**Brief**: The expected output is a verbatim reprint of the lines from the beginning of the data that follows through the line that contains "bzwei: @mkanoor I".

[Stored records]
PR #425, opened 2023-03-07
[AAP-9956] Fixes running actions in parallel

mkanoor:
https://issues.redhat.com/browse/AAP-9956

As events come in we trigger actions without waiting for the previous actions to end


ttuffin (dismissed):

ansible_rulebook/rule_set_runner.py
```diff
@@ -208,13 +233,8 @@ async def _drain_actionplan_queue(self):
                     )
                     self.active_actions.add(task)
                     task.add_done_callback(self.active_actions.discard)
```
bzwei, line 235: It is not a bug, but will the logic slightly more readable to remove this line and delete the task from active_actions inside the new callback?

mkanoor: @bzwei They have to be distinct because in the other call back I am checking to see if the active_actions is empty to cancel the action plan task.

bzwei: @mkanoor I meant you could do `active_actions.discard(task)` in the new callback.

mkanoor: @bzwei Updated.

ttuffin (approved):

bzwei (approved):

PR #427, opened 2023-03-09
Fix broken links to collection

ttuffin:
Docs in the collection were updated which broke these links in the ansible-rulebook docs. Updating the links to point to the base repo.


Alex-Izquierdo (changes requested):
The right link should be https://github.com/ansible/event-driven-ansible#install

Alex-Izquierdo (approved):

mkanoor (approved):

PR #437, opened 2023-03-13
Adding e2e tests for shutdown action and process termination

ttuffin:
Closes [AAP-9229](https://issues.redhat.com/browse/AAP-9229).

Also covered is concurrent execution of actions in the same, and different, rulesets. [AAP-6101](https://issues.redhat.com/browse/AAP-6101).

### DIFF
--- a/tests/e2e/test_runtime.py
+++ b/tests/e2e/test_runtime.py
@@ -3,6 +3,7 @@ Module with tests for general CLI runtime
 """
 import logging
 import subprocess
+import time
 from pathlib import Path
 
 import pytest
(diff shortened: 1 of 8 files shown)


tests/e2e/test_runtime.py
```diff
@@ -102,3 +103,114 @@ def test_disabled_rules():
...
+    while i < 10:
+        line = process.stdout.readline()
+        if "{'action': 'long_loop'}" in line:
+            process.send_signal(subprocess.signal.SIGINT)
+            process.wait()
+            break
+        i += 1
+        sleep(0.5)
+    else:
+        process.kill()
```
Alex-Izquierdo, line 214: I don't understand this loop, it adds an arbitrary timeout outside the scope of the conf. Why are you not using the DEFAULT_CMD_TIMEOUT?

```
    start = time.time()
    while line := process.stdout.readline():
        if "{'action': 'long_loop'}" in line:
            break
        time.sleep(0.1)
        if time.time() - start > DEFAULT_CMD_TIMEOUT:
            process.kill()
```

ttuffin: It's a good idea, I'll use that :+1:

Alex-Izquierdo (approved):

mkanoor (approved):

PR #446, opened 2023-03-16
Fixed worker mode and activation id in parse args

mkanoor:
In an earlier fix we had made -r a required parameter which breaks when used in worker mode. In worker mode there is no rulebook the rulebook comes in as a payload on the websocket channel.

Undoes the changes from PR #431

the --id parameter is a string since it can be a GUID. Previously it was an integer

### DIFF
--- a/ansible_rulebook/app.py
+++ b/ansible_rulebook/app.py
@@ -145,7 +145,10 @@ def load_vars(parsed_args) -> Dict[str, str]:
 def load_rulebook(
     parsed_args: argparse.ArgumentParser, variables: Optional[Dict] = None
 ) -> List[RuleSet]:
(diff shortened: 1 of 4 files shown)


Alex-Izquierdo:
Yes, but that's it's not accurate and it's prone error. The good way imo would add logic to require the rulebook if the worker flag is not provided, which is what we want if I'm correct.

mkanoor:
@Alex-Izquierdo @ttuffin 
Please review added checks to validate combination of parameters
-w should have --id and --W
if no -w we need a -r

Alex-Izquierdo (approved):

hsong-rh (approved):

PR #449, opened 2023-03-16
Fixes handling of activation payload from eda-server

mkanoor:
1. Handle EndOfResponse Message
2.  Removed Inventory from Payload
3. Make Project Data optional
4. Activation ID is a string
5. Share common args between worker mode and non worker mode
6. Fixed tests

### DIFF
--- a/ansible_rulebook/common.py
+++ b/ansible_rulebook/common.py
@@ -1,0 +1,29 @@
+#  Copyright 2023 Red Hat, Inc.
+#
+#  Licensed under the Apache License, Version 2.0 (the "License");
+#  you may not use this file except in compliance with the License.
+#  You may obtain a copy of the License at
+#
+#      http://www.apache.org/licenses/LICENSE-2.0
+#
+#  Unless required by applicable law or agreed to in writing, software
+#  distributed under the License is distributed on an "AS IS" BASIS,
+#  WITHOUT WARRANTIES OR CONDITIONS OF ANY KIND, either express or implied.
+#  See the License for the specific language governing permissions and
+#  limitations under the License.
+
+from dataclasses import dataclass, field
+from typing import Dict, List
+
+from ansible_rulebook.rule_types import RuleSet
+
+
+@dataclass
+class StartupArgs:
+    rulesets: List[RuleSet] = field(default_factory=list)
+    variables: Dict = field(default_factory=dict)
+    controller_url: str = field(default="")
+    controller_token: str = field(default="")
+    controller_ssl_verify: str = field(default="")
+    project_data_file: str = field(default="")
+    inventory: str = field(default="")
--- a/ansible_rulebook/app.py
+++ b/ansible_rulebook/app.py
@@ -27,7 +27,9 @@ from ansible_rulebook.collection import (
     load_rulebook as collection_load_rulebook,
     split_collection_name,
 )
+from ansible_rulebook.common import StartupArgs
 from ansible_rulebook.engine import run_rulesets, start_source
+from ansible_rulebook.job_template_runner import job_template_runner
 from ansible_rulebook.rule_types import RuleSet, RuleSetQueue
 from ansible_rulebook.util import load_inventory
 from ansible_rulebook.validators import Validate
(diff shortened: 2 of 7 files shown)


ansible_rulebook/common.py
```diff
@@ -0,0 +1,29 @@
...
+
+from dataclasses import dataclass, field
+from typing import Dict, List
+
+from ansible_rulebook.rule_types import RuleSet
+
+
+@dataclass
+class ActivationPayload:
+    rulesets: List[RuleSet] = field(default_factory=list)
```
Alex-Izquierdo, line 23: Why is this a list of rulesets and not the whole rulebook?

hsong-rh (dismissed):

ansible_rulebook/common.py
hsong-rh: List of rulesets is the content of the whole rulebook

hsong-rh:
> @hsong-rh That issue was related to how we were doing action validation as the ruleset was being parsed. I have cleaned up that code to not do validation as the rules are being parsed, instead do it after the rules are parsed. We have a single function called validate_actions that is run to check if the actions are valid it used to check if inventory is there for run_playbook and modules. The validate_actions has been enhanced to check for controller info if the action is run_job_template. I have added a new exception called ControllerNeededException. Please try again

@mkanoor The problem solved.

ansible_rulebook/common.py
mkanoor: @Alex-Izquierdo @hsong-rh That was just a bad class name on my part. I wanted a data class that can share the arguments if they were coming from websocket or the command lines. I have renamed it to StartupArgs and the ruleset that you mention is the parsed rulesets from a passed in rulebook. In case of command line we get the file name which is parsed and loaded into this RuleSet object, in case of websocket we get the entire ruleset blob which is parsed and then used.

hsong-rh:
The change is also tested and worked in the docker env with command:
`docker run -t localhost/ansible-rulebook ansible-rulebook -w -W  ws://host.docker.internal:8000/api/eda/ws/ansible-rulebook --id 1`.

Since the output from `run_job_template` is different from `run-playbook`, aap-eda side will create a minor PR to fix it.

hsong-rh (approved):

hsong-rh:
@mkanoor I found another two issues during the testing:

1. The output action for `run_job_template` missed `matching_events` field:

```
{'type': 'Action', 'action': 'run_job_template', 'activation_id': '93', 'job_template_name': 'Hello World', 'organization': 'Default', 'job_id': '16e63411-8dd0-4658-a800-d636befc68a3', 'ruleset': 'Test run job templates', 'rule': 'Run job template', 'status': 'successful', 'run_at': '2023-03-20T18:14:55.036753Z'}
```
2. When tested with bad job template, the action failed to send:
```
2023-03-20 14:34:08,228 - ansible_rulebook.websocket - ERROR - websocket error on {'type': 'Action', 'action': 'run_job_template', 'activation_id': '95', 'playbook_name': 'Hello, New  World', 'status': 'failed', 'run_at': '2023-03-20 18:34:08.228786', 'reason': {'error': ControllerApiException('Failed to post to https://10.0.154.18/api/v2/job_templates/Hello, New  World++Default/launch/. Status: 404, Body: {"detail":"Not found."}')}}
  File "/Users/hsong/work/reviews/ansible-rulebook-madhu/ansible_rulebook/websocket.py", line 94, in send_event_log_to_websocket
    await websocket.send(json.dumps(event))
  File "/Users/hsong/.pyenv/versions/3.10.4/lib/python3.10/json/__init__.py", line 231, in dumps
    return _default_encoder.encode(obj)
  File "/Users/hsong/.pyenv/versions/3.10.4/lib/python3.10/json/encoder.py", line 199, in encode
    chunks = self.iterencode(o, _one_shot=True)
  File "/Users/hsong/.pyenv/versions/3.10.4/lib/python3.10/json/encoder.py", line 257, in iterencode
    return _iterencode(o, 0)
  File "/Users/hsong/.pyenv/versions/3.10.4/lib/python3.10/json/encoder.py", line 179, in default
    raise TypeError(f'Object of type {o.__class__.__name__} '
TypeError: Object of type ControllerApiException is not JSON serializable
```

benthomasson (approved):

**Solution for this exercise**:
PR #425, opened 2023-03-07
[AAP-9956] Fixes running actions in parallel

mkanoor:
https://issues.redhat.com/browse/AAP-9956

As events come in we trigger actions without waiting for the previous actions to end


ttuffin (dismissed):

ansible_rulebook/rule_set_runner.py
```diff
@@ -208,13 +233,8 @@ async def _drain_actionplan_queue(self):
                     )
                     self.active_actions.add(task)
                     task.add_done_callback(self.active_actions.discard)
```
bzwei, line 235: It is not a bug, but will the logic slightly more readable to remove this line and delete the task from active_actions inside the new callback?

mkanoor: @bzwei They have to be distinct because in the other call back I am checking to see if the active_actions is empty to cancel the action plan task.

bzwei: @mkanoor I meant you could do `active_actions.discard(task)` in the new callback.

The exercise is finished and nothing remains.